Reproduce the entries below exactly, but only from the line containing "GetExternalReferences and UpdateExternalReferences" to the line containing "2. UpdateExternalReference() is", inclusive.

# # # # # # #

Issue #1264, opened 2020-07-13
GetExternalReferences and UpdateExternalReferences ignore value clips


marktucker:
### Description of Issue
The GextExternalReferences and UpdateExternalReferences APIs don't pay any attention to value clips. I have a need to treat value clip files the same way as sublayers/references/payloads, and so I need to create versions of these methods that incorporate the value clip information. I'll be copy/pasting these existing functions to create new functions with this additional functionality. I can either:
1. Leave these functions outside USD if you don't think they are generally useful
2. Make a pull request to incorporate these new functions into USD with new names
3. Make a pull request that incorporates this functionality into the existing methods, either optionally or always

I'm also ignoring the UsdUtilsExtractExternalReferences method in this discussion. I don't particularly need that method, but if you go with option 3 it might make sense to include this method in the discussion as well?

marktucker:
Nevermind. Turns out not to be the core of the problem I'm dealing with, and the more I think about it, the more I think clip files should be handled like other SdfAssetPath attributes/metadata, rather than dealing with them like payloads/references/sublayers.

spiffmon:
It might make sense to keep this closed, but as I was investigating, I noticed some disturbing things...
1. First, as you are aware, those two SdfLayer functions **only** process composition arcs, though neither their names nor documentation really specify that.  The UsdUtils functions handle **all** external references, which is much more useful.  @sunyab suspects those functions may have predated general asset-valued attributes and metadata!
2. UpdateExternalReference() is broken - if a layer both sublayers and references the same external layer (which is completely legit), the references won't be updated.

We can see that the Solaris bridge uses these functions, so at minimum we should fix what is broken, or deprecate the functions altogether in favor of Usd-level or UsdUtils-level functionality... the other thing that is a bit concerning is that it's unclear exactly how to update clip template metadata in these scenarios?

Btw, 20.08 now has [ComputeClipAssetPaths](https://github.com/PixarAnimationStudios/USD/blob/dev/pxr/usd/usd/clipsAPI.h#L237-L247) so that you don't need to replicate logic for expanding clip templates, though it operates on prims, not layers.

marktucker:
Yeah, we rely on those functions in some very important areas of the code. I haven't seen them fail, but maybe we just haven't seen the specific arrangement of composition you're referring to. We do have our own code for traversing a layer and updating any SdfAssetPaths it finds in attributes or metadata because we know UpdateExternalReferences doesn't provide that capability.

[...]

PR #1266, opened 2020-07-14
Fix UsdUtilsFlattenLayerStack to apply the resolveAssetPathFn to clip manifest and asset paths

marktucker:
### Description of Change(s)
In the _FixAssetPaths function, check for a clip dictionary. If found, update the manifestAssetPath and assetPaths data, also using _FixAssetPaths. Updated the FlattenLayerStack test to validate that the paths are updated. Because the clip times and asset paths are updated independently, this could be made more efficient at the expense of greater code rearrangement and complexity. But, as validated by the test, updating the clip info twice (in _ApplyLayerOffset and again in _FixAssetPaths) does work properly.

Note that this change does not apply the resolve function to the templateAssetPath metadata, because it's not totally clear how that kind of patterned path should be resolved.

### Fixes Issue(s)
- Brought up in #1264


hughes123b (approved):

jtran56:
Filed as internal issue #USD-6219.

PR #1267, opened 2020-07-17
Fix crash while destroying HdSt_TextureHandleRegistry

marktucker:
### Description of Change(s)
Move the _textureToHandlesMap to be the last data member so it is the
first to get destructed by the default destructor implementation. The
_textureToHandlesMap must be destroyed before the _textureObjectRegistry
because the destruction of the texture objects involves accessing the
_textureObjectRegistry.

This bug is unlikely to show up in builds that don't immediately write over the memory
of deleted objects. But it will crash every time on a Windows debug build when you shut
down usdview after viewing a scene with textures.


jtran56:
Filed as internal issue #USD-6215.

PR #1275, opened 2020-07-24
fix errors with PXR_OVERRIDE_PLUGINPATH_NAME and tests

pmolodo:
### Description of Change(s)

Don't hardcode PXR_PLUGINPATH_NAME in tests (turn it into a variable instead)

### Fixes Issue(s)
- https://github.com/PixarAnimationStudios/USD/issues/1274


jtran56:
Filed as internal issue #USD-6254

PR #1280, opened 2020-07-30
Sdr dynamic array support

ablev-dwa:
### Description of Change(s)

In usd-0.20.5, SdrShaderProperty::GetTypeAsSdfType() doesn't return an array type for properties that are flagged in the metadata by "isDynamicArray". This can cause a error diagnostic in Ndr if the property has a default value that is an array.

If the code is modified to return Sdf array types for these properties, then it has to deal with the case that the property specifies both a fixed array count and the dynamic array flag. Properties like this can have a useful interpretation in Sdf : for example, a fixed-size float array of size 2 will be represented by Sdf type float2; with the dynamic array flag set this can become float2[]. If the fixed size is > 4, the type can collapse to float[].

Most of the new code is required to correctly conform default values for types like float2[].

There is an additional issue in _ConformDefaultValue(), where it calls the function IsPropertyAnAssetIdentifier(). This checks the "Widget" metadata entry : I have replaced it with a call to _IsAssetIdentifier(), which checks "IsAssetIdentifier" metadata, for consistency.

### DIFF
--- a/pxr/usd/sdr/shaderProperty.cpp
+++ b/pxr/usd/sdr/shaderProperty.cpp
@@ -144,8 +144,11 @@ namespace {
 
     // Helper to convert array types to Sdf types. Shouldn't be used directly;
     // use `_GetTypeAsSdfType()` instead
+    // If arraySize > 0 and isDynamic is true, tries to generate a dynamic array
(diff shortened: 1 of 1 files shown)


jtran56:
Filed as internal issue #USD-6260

# # # # # # #

Response box:
GetExternalReferences and UpdateExternalReferences ignore value clips


marktucker:
### Description of Issue
The GextExternalReferences and UpdateExternalReferences APIs don't pay any attention to value clips. I have a need to treat value clip files the same way as sublayers/references/payloads, and so I need to create versions of these methods that incorporate the value clip information. I'll be copy/pasting these existing functions to create new functions with this additional functionality. I can either:
1. Leave these functions outside USD if you don't think they are generally useful
2. Make a pull request to incorporate these new functions into USD with new names
3. Make a pull request that incorporates this functionality into the existing methods, either optionally or always

I'm also ignoring the UsdUtilsExtractExternalReferences method in this discussion. I don't particularly need that method, but if you go with option 3 it might make sense to include this method in the discussion as well?

marktucker:
Nevermind. Turns out not to be the core of the problem I'm dealing with, and the more I think about it, the more I think clip files should be handled like other SdfAssetPath attributes/metadata, rather than dealing with them like payloads/references/sublayers.

spiffmon:
It might make sense to keep this closed, but as I was investigating, I noticed some disturbing things...
1. First, as you are aware, those two SdfLayer functions **only** process composition arcs, though neither their names nor documentation really specify that.  The UsdUtils functions handle **all** external references, which is much more useful.  @sunyab suspects those functions may have predated general asset-valued attributes and metadata!
2. UpdateExternalReference() is broken - if a layer both sublayers and references the same external layer (which is completely legit), the references won't be updated.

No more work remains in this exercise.